A casual move such as suspending deterring strategies under cover of a holiday, or perhaps for the express purpose of transferring a humanitarian burden to the United States, indicates a diplomatic failure by the Biden administration in choosing carrots rather than Trump’s stick in dealing with Mexico. The move hints at how Mexico’s leadership regards the Biden administration’s quid pro quo arrangements of aid for help with illegal immigration from Guatemala.

But knowing what happened also gives the Biden administration choices beyond merely adding fleets of buses to reduce the swelling population of the Del Rio encampment. They will be diplomatic choices in how the Biden administration might respond to the Mexican move, if at all. Will Mexico release huge populations of inconvenient migrants again someday?

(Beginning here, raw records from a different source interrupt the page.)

PR #382, opened 2026-03-30
CreateReview: allows selecting a Lop node

### LINKED ISSUE #170: Review: Support OpenGL with "source" set to LOPs

MustafaJafar:
## Changelog Description
- CreateReview: allows selecting a Lop node

It'll select the first camera it finds.

## Testing notes:
1. select a Lop node
2. Create a review instance
3. You should see the camera prim in the node.

Resolve #170


client/ayon_houdini/plugins/create/create_review.py
```diff
@@ -82,19 +82,32 @@ def create(self, product_name, instance_data, pre_create_data):
...
+                elif node.type().category().name() == "Lop":
+                    for prim in node.stage().Traverse():
+                        if prim.GetTypeName() == "Camera":
+                            camera = prim.GetPath().pathString
+                            break
+                    parms.update({
+                        "opsource": 1,
+                        "loppath": path,
+                        "cameraprim": camera or "",
+                    })
```
BigRoy: This doesn't actually break on the first found valid entry in the selection. Can you change it so that it does?

So whenever it has found any object or lop camera, then stop the outer for loop over selected nodes.

BigRoy (changes requested):
Implement https://github.com/ynput/ayon-houdini/pull/382/changes#r3013870514 and this looks good to me after.

client/ayon_houdini/plugins/create/create_review.py
MustafaJafar: should be fixed with https://github.com/ynput/ayon-houdini/pull/382/commits/b30467ce7cfa9bb136ed19703e4b197514b4fa7a

BigRoy (approved):

PR #384, opened 2026-04-15
APEX Rig: Add AYON Load APEX Rig OTL

MustafaJafar:
## Changelog Description
-  Add automation that auto loads the rig associated with the rig usd layer and add characters and props to scene.
image

Why am I making a different PR instead of pushing it directly to #371?
Because this Houdini, there can be different ways to implement this node. e.g. we can add the lop import inside the HDA and expose all of the parameters and always use a for loop.
Therefore, I created this PR to discuss it separately from the base PR.

Additional thoughts:
- Personally, I went minimal and add the core building block for loading the primitive and adding a character or prop to scene based on the existence of `apex_rig` parameter. and left the rest for artists/TDs to use it the way they see correct.
- This setup doesn't require any post modification to unpack the assets with the expected data so that you can import them directly to solaris after unpacking them.
    image
- **This setup requires clean paths in the asset geometry before publishing as USD Rig. e.g. you can check Houdini's Turret Asset Example from [KINEFX | APEX GRAPH AND SCRIPT](https://www.sidefx.com/tutorials/kinefx-apex-graph-and-script/).** 

## Testing notes:
Here's a workfile example if you would like one [generic.zip](https://github.com/user-attachments/files/26752200/generic.zip)
1. load a USD Asset with USD APEX Rig Layer, see #371 
2. As the screen shows,
    - Go to SOPs, either `/obj/geo_node` or add a SOPs network in `/stage`. (It doesn't work with "sop modify" no idea why and not related to this PR).
    - Add either one or many "LOP import" and select the Lop Path, primitives, enable path and name attributes, and any configurations you want. (The only requirement here to have the primitives list without any child prims)
    - add ayon_load_apex_rig either directly below the node if it has one primitive or in a for loop if it has a list of primitives


moonyuet (dismissed):
Tested successfully with Houdini 21.0 in some simple tests.
With the rig loader I can load accordingly the rig hooked to the shape
Image

moonyuet:
@MustafaJafar @BigRoy is it good to merge?

MustafaJafar:
> @MustafaJafar @BigRoy is it good to merge?

I'm converting this PR as Draft to avoid merging it by accident. 
Client reported back _see [here](https://discord.com/channels/517362899170230292/1495805462464168039/1496163671280455880)_ they have some suggestions and they will share it with us.

PR #388, opened 2026-05-23
387 yn 0733 add usd resolver clear cache button or hda to houdini

### LINKED ISSUE #387: YN-0733: Add USD Resolver Clear Cache button or HDA to Houdini

Add USD Resolver Clear Cache button or HDA to Houdini 

### Additional context:
link to discussion on [Discord](https://discord.com/channels/517362899170230292/1494321623606628526/1503705218271936563)

_This issue was automatically created from AYON ticket [YN-0733]( https://support.ayon.app/projects/Active_Clients/overview?project=Active_Clients&type=folder&id=f793c7ecea9c45239a2911c402e3b06f)

MustafaJafar:
## Changelog Description
- [x] Add `Clear USD Resolver Cache` to the AYON Menu
- [x] Add clear resolver cache functionality to `Clear Cache` button in AYON loader HDAs
- [x] ~~Reset View~~ Reload layers and views after clearing the resolver cache

## Additional Information
Some Screenshots 
image
image

## Testing notes:
one way of testing is with an assembly asset that references two assets with URIs and latest version token.
Then publishing a new version of the inner asset and clearing the cache in the scene and it should work.
image

Resolve #387


client/ayon_houdini/api/usd.py
```diff
@@ -425,3 +425,16 @@ def get_ayon_entity_uri_from_representation_context(context: dict) -> str:
...
+def clear_resolver_cache(reset_view=True):
+    try: 
+        from usdAssetResolver import AyonUsdResolver
+
+        ctx = AyonUsdResolver.ResolverContext()
+        # Clear the resolver cache.
+        ctx.ClearCache()
+        # TODO: Reset the viewport
+        if reset_view:
+            ...
```
MustafaJafar: A word on resetting view

It seems the only true way for resetting the view is via destroying the current scene views and recreate them.
Resetting function can be relatively big to ensure copying the settings properly from the old scene view to the new scene view.
This function provides an example about how to achieve it.
```python
import labsopui
labsopui.reset_viewport.resetSceneViewers()
```

I'll try to find a shortcut or just have a minimal version of that function.

client/ayon_houdini/api/usd.py
```diff
@@ -425,3 +425,16 @@ def get_ayon_entity_uri_from_representation_context(context: dict) -> str:
             f"Received data: {response.data}"
         )
     return uris[0]["uri"]
+
+def clear_resolver_cache(reset_view=True):
+    try:
```
BigRoy: I think since we now are exposing this on default buttons - let's make it first check if we have the AYON USD resolver?

E.g. by starting with:
```python
try:
    from usdAssetResolver import AyonUsdResolver
except ModuleNotFoundError:
    return
```

client/ayon_houdini/startup/MainMenuCommon.xml
```diff
@@ -114,6 +114,15 @@ ayon_houdini.api.lib.update_houdini_vars_context_dialog()
 ]]></scriptCode>
             </scriptItem>
 
+            <separatorItem/>
+            <scriptItem id="clear_resplver_cache">
```
BigRoy:
```suggestion
            <scriptItem id="clear_resolver_cache">
```

client/ayon_houdini/api/usd.py
MustafaJafar: @BigRoy Back to this.

I've just seen this:
> SideFX Labs is a free, open-source, and artist-friendly toolset developed by SideFX.

And, the code actually is on GH -> [reset_viewport.py](https://github.com/sideeffects/SideFXLabs/blob/Development/scripts/python/labsopui/reset_viewport.py) <- so, I think it's safe to have it here?

MustafaJafar:
@BigRoy 
Tbh, after adding the last command to reload all layers, I feel users may be confused that clearing cache on an HDA will also clear the cache for other HDAs. I'm not sure if this what an artist may anticipate. 
But since the priority of this PR has been lowered, I believe having the current state is better than nothing.

client/ayon_houdini/api/usd.py
```diff
@@ -425,3 +425,23 @@ def get_ayon_entity_uri_from_representation_context(context: dict) -> str:
...
+    ctx = AyonUsdResolver.ResolverContext()
+    # Clear the resolver cache.
+    ctx.ClearCache()
+
+    # This can take time in heavy scenes.
+    # For future consideration, we may do
+    # this per layer via `hou.lop.reloadLayer("uri_path")`
+    if reload_all_files:
+        hou.lop.forceReloadAllFilesFromDisk(
+            reload_viewports=reload_viewports)
```
BigRoy: Would technically `hou.lop.reloadLayer(layer_path, recursive=True)` be better on the LOP themselves? 🤔 Sounds like a minor tweak to change it and may make the logic a bit better on that regard?

BigRoy (commented):
Nice. Should we still spend 15 minutes to try to get `reloadLayer` to do what we hope?

client/ayon_houdini/api/usd.py
MustafaJafar: > Would technically `hou.lop.reloadLayer(layer_path, recursive=True)` be better on the LOP themselves? 🤔 Sounds like a minor tweak to change it and may make the logic a bit better on that regard?

this is for the value in the `file` parameter if I'm not mistaken?

client/ayon_houdini/api/usd.py
```diff
@@ -425,3 +425,23 @@ def get_ayon_entity_uri_from_representation_context(context: dict) -> str:
...
+        reload_viewports=True
+    ):
+    try:
+        from usdAssetResolver import AyonUsdResolver
+    except ModuleNotFoundError:
+        return
+
+    ctx = AyonUsdResolver.ResolverContext()
+    # Clear the resolver cache.
+    ctx.ClearCache()
```
BigRoy, line 449: Even if resolver is not available - should we still force the houdini reload thing below?

client/ayon_houdini/api/usd.py
BigRoy: maybe - it may need to be the absolute layer identifier, or the _resolved_ path even? (meaning we may need to get path from the resolver BEFORE we clear its cache?)

Anyway, depends on what `reloadLayer` really takes as value here.

client/ayon_houdini/api/usd.py
MustafaJafar: Honestly, I don't have a strong opinion.  but, personally I expect the function to reload after clearing the cache but if cache can't be cleared, I'd expect a popup message that tells something like there's no cache and etc.

MustafaJafar:
@BigRoy okay I've a riddle. 

We can use the USD resolver for all Houdini contexts where we can load anything as URI whether it's an image or bgeo or usd. 
When clearing the cache we need to reload any loaded file.

Using this function is only for LOPs
```python
hou.lop.forceReloadAllFilesFromDisk(reload_viewports=reload_viewports)
```
Also, this one
```python
layer_path = hou.evalParm('./file')
hou.lop.reloadLayer(layer_path, recursive=True)
```

I think a better option for this matter is to chase the nodes referencing the file and press reload button on them. 
This should work regardless of the houdini context loading the file.

MustafaJafar:
with https://github.com/ynput/ayon-houdini/pull/388/commits/e94bddd187aa2547041cf9e077867ed9290793ac the function goes to the load node and press on reload button which works whether you are in LOPs or SOPs or any context as Houdini is consistent about `reload` parm name.

And if the function triggered from menu, it'll reload all LOPs.

client/ayon_houdini/api/usd.py
MustafaJafar: @BigRoy  A popup message like this. 

image

```suggestion
    try:
        from usdAssetResolver import AyonUsdResolver
    except ModuleNotFoundError:
        from ayon_core.tools.utils import show_message_dialog
        show_message_dialog(
            "Resolver Cache Not Cleared",
            "AYON USD Resolver was not found. Cache clearing was skipped.",
            "warning"
        )
        return

    ctx = AyonUsdResolver.ResolverContext()
    # Clear the resolver cache.
    ctx.ClearCache()
```

client/ayon_houdini/api/usd.py
```diff
@@ -425,3 +425,49 @@ def get_ayon_entity_uri_from_representation_context(context: dict) -> str:
...
+        # of all nodes that reference the file parameter.
+        ref_nodes_parm = node.parm('nodes_referencing_file')
+        if ref_nodes_parm:
+            for node_path in ref_nodes_parm.eval().split(" "):
+                reload_button = None
+                reload_button = hou.node(node_path).parm("reload")
+                if reload_button:
+                    reload_button.pressButton()
+        # If this triggered from node, we don't want to reload everything.
+        return
```
BigRoy: We may want to handle the case that actually both weren't match so we can catch bugs.



```suggestion
    # Reload loaded files by pressing reload button
    # either on the generic loader or the import asset or shot.
    if node:
        # if it's an import asset or shot, then it has a reload button.
        reload_button_parm = node.parm("reload")
        if reload_button_parm:
            reload_button_parm.pressButton()
            return
        # if not, then it's a generic lop node, which always has a list
        # of all nodes that reference the file parameter.
        refreshed = False
        ref_nodes_parm = node.parm('nodes_referencing_file')
        if ref_nodes_parm:
            for node_path in ref_nodes_parm.eval().split(" "):
                reload_button = None
                reload_button = hou.node(node_path).parm("reload")
                if reload_button:
                    reload_button.pressButton()
                    refreshed  = True
                    
        # If this triggered from node, we don't want to reload everything.
        if refreshed:
            return
```
And I'd argue we need to log a warning if no parms are found on the node to process, etc?

client/ayon_houdini/api/usd.py
```diff
@@ -425,3 +425,49 @@ def get_ayon_entity_uri_from_representation_context(context: dict) -> str:
             f"Received data: {response.data}"
         )
     return uris[0]["uri"]
+
+def clear_resolver_cache(
+        node=None,
+        reload_all_files=True,
```
BigRoy, line 431: When specifying both `node` and `reload_all_files=True` it doesn't actually reload all files, because it already returns on the `node` processing.

I'd actually say that whenever `reload_all_files` is True that it should always reload all. And that `node` is only relevant when `reload_all_files=False`. Otherwise the `reload_all_files` argument starts to turn rather confusing, right?

BigRoy (commented):
LGTM - just some small notes @MustafaJafar

client/ayon_houdini/api/usd.py
MustafaJafar: Should be achieved with https://github.com/ynput/ayon-houdini/pull/388/commits/82f13b64e9ed3e82dd2e55bba04d0234d327cc19

MustafaJafar:
@BigRoy I think this should be good to go. 

Also, what about https://github.com/ynput/ayon-houdini/pull/388#discussion_r3595741576 .
IMO, if a user want to just reload files without clearing cache, then they can just click `Reload Files` . 

I wonder if adding a popup message to inform users that resolver it not available.

client/ayon_houdini/api/usd.py
```diff
@@ -425,3 +425,49 @@ def get_ayon_entity_uri_from_representation_context(context: dict) -> str:
             f"Received data: {response.data}"
         )
     return uris[0]["uri"]
+
```
BigRoy, line 428:
```suggestion


```

BigRoy (approved):

client/ayon_houdini/api/usd.py
BigRoy: Without pop-up is best, because it does still clear the expression cache as well separate from this. ✅

PR #396, opened 2026-06-11
allow CollectFarmInstances to run for all families

### LINKED ISSUE #405: YN-0784: Houdini: Copernicus local render fails on Deadline plugin

When trying to submit a copernicus local render with Deadline addon enabled it will fail on Deadline submit render logic because it lacks some 'deadline' key. Essentially when you publish with Copernicus in Houdini with Render Target set as Local Machine Rendering, it still tries to run the HoudiniCacheSubmitDeadline class.

&nbsp;

However, it should be skipping it to begin with.

&nbsp;

I think the issue is that related publish families for cops are not found in the families filter of collect farm instances plugin [https://github.com/ynput/ayon-houdini/blob/develop/client/ayon_houdini/plugins/publish/collect_farm_instances.py](https://github.com/ynput/ayon-houdini/blob/develop/client/ayon_houdini/plugins/publish/collect_farm_instances.py) 

_No response_

### Additional context:
link to discussion on [Discord](https://discord.com/channels/517362899170230292/1509042802326245376)

_This issue was automatically created from AYON ticket [YN-0784]( https://support.ayon.app/projects/Active_Clients/overview?project=Active_Clients&type=folder&id=9fdf20605e5411f1bf0d333e7681eb41)

vincentullmann:
## Changelog Description
replaces the list of `families` on `CollectFarmInstances` with `*` to allow it running on all families (including `image_rop`)

image

`CollectFarmInstances` is supposed to remove  `publish.hou` form the families when running local, but it did not run for  `image_rop` families
This later down the line causes `HoudiniCacheSubmitDeadline` to trigger, even for local products, and fail because `CollectDeadlineServerFromInstance` is using [different logic](https://github.com/vincentullmann/ayon-deadline/blob/develop/client/ayon_deadline/plugins/publish/global/collect_deadline_server_from_instance.py#L38-L40) to differentiate between local and farm products

:warning: I've only done limited testing on this. I am not sure if there are any families that do need to be excluded, in which case maintaining a long list of "allowed families" might make more sense.

## Testing notes:
1. create a cops network with some test nodes (eg.: a `constant`)
2. open the AYON Creator and create a "Composite (Copernicus)" product
3. set render target to "local" render
4. publish

failed publish log
[publish-report-260611-17-03.json](https://github.com/user-attachments/files/28846321/publish-report-260611-17-03.json)

### DIFF
--- a/client/ayon_houdini/plugins/publish/collect_farm_instances.py
+++ b/client/ayon_houdini/plugins/publish/collect_farm_instances.py
@@ -6,7 +6,6 @@ class CollectFarmInstances(plugin.HoudiniInstancePlugin):
     """Collect instances for farm render."""
 
     order = pyblish.api.CollectorOrder - 0.49
-    families = ["*"]
 
     targets = ["local", "remote"]
     label = "Collect farm instances"
--- a/client/ayon_houdini/plugins/publish/collect_farm_instances.py
+++ b/client/ayon_houdini/plugins/publish/collect_farm_instances.py
@@ -6,16 +6,7 @@ class CollectFarmInstances(plugin.HoudiniInstancePlugin):
     """Collect instances for farm render."""
 
     order = pyblish.api.CollectorOrder - 0.49
-    families = ["mantra_rop",
-                "karma_rop",
-                "redshift_rop",
-                "arnold_rop",
-                "vray_rop",
-                "usdrender",
-                "ass","pointcache", "redshiftproxy",
-                "vdbcache", "model", "staticMesh",
-                "rop.opengl", "usdrop", "camera",
-                "apex"]
+    families = ["*"]
 
     targets = ["local", "remote"]
     label = "Collect farm instances"


MustafaJafar (approved):
I think it'll be fine to include all families.
I tested rendering and publishing different products and it seems okay.

client/ayon_houdini/plugins/publish/collect_farm_instances.py
```diff
@@ -6,16 +6,7 @@ class CollectFarmInstances(plugin.HoudiniInstancePlugin):
...
-                "karma_rop",
-                "redshift_rop",
-                "arnold_rop",
-                "vray_rop",
-                "usdrender",
-                "ass","pointcache", "redshiftproxy",
-                "vdbcache", "model", "staticMesh",
-                "rop.opengl", "usdrop", "camera",
-                "apex"]
+    families = ["*"]
```
moonyuet: Have you tried the suggestion below with `workfile` product and see if it works?
```suggestion
```

vincentullmann: did some tests and it seems to work fine.

I added a print statement in my local copy to check and it seems "render_target" is set to `None` for `workfiles
```
INFO: Render target: None
DEBUG: Render on farm is disabled. Skipping farm collecting.
```

BigRoy (approved):
Better than the bulk of families admittedly - so if this works fine, let's do it.

Issue #399, opened 2026-06-16
Loader: Add rig product type to bgeo loader


semx2a:
**Is your feature request related to a problem? Please describe.**
Ability to load rig products into a Houdini scene.

**Describe the solution you'd like**
Add "rig" product type to load_bgeo.py's product types list.

MustafaJafar:
The Pr was merged already #400

PR #400, opened 2026-06-16
feat: Add 'rig' to product base types in load_bgeo

semx2a:
## Changelog Description
Ability to load rigs into Houdini

## Issue
#399

### DIFF
--- a/client/ayon_houdini/plugins/load/load_bgeo.py
+++ b/client/ayon_houdini/plugins/load/load_bgeo.py
@@ -12,7 +12,7 @@ class BgeoLoader(plugin.HoudiniLoader):
     """Load bgeo files to Houdini."""
 
     label = "Load bgeo"
-    product_base_types = {"model", "pointcache", "bgeo"}
+    product_base_types = {"model", "pointcache", "bgeo", "rig"}
     product_types = product_base_types
     representations = {"*"}
     extensions = {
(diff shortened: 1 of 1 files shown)


client/ayon_houdini/plugins/load/load_bgeo.py
```diff
@@ -12,7 +12,7 @@ class BgeoLoader(plugin.HoudiniLoader):
     """Load bgeo files to Houdini."""
 
     label = "Load bgeo"
-    product_base_types = {"model", "pointcache", "bgeo"}
+    product_base_types = {"model", "pointcache", "bgeo", "rig"}
```
BigRoy: Probably being able to load any bgeo file makes just as much sense?

```suggestion
    product_base_types = {"*"}
```

BigRoy (commented):
@MustafaJafar does this still make sense next to https://github.com/ynput/ayon-houdini/pull/384 ? 

Probably having just the ability to load directly the `bgeo` makes perfect sense.

I'm fine with the change, but may as well just allow loading any bgeo, right?

client/ayon_houdini/plugins/load/load_bgeo.py
MustafaJafar: ~~if we do this, then we should filter the representations instead, correct?~~ 
oh, we already filter by extensions.

This makes much sense.

BigRoy: No, because it already filters by `extensions` - as such, the BgeoLoader can load _anything_ that happens to have a valid extension - regardless of representation name or product types.

semx2a:
Hi there, I've added the suggestion to glob product_base_types to load all rig types. Are there any additional blockers that prevent the merge of this PR?

BigRoy (approved):
Sorry, I thought it was pending review by Mustafa - but seems he already marked the comment resolved perhaps?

It remains unclear if Mexico has since shut the gate behind these thousands or has left it open. None of the migrants CIS interviewed seemed to know if friends or relatives in Tapachula were still free to board buses to Acuna.

And it remains unclear whether any of the expensive and time-consuming U.S. law enforcement action to manage the problem will lead to consequences for Mexico.

Preferring the public not know too

In a sign of keen awareness that the Del Rio encampment situation portends political damage in an area where polls show Biden is already very weak, the administration has picked a strategy of not speaking about it and working to make sure no one else did either.

The White House had not addressed the camp. Up until Friday, DHS was content to let the city of Del Rio lead a press conference about national immigration policy and what was happening.

The federal government barred reporters from touring the site and rarely made officials available for questions. At one point, the Federal Aviation Administration issued a ban on unmanned aerial vehicles over the bridge area, a measure that seemed aimed at Fox News, which has fielded a drone team to photograph the migrant shantytown.

What remains to be seen is whether the same concern for appearances about the Del Rio encampment will motivate the administration to shift to a harder-edged diplomatic strategy with Mexico, in addition to adding the fleet of buses to move the migrants away from the river.